• [Task inputs]
PR #1434, opened 2023-04-02
removing setTimeout and adding onBlur event on the cell grid

AmeyDagaria007:
Cell value changed to new value entered, unless used "Esc" key
now this behaviour is working fine 
Please Review @origami-z

### DIFF
--- a/packages/grid/src/Grid.tsx
+++ b/packages/grid/src/Grid.tsx
@@ -453,7 +453,6 @@ export const Grid = function Grid<T>(props: GridProps<T>) {
     rowIdx: number,
     colIdx: number
   ) => {
-    setTimeout(() => {
       const selector =
         part === "body"
           ? `td[data-row-index="${rowIdx}"][data-column-index="${colIdx}"]`
@@ -464,7 +463,6 @@ export const Grid = function Grid<T>(props: GridProps<T>) {
       } else {
         console.warn(`focusCellElement can't find the element`);
       }
-    }, 0);
   };
 
   const startEditMode = (text?: string) => {
--- a/packages/grid/src/NumericColumn.tsx
+++ b/packages/grid/src/NumericColumn.tsx
@@ -4,6 +4,7 @@ import { GridColumnModel, GridRowModel } from "./Grid";
 import {
   ChangeEventHandler,
   KeyboardEventHandler,
+  FocusEventHandler,
   ReactNode,
   useEffect,
   useRef,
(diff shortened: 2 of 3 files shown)


packages/grid/src/Grid.tsx
```diff
@@ -453,7 +453,6 @@ export const Grid = function Grid<T>(props: GridProps<T>) {
     rowIdx: number,
     colIdx: number
   ) => {
-    setTimeout(() => {
```
ZarkoPernar, line 456: What is the reason you are removing this setTimeout? It was originally put here for a reason, to counter a race condition. I forgot the exact scenario but will need to do some manual QA locally to see if anything is broken.

packages/grid/src/NumericColumn.tsx
```diff
@@ -50,6 +50,10 @@ export function NumericCellEditor<T>(props: NumericEditorProps<T>) {
   const onChange: ChangeEventHandler<HTMLInputElement> = (e) => {
     setEditorText(e.target.value);
   };
+  
+  const onBlur: ChangeEventHandler<HTMLInputElement> = (e) => {
```
ZarkoPernar, line 54: This should be `FocusEventHandler<HTMLInputElement>`

ZarkoPernar (changes requested):
Thanks for the contribution Amey! I need to talk to our designer in case this functionality was intentional. Even if it was, we can still change it if enough people complain. Out of curiosity, are you using the salt data grid in production?

packages/grid/src/Grid.tsx
ZarkoPernar: Ah, turns out the test caught the scenario that has a race condition.

feliciackh: More context: removing `setTimeOut` results in one of the tests for keyboard navigation failing, we believe `setTimeOut` was initially added to counter virtualization lag, i.e. when we focus on a cell that hasn't been rendered yet

AmeyDagaria007:
> Thanks for the contribution Amey! I need to talk to our designer in case this functionality was intentional. Even if it was, we can still change it if enough people complain. Out of curiosity, are you using the salt data grid in production? (Feel free to reach out to me directly on Symphony)

Sorry is there any open slack or is symphoney an internal tool ?

packages/grid/src/NumericColumn.tsx
AmeyDagaria007: Yeah Sure will Update it Thanks a lot

packages/grid/src/Grid.tsx
AmeyDagaria007: @ZarkoPernar @feliciackh  Got it . The Reason to remove this was as it pushes it in event queue so it dosent run in sync and due to that onBlur function is not gettin called as it focus after a while .

AmeyDagaria007:
Thanks @ZarkoPernar Sure . if possible can you please give the link for cla ?

origami-z:
@AmeyDagaria007 See contribution guide [here](https://github.com/jpmorganchase/.github/blob/main/CONTRIBUTING.md).

PR #1437, opened 2023-04-03
Rename grid folder to data-grid

joshwooding:
Renames packages/grid to packages/data-grid.

This is so that all our package folder names match the package name.


feliciackh (dismissed):

joshwooding:
Will do this again after the grid PRs are merged

PR #1410, opened 2023-03-30
Countries

el-dav:
PR Summary:

New package called 'countries'

A base CountrySymbol component (similar to Icon) which is used as the wrapper for all the CountrySymbol components
Imported all the country symbol SVGs from figma

Created a script to:
- Generate the CountrySymbol components from the SVGs
- Optimise the svgs of the resulting CountrySymbol components
- Create an index file to export all the CountrySymbol components
- create a lazyMap for use in LazyCountrySymbol component
- Make the ID for each <mask> in an svg unique

Ran generation script

Created LazyCountrySymbol component which allows consumers to change the symbol using the code prop and uses code-splitting to (hopefully) reduce bundles size

Created relevant stories

Added tests

Added documentation

PR #1438, opened 2023-04-03
Align icons script with countries script

joshwooding:
Aligns the icons script with #1410


packages/icons/scripts/generateIcons.mjs
```diff
@@ -0,0 +1,230 @@
...
+
+    await fs.writeFile(newFilePath, formattedResult, {
+      encoding: "utf8",
+    });
+
+    return componentName;
+  }));
+};
+
+// Generate the index file to export the CountrySymbol components
```
el-dav, line 162:
```suggestion
// Generate the index file to export the Icon components
```

el-dav:
Could you double check if you need to run yarn after adding rimraf? I get a change when I run yarn locally after checking out the branch

joshwooding:
> Could you double check if you need to run yarn after adding rimraf? I get a change when I run yarn locally after checking out the branch

Thanks, done!

PR #1451, opened 2023-04-03
Add `sitemap.xml` and `robots.txt` to mosaic site

JoanaMMoreira:
- Add `sitemap.xml` and `robots.txt` to mosaic site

• [About this task] Scan the material above for lines holding the string "mosaic" and copy those lines.

• [Answer section]
Add `sitemap.xml` and `robots.txt` to mosaic site
- Add `sitemap.xml` and `robots.txt` to mosaic site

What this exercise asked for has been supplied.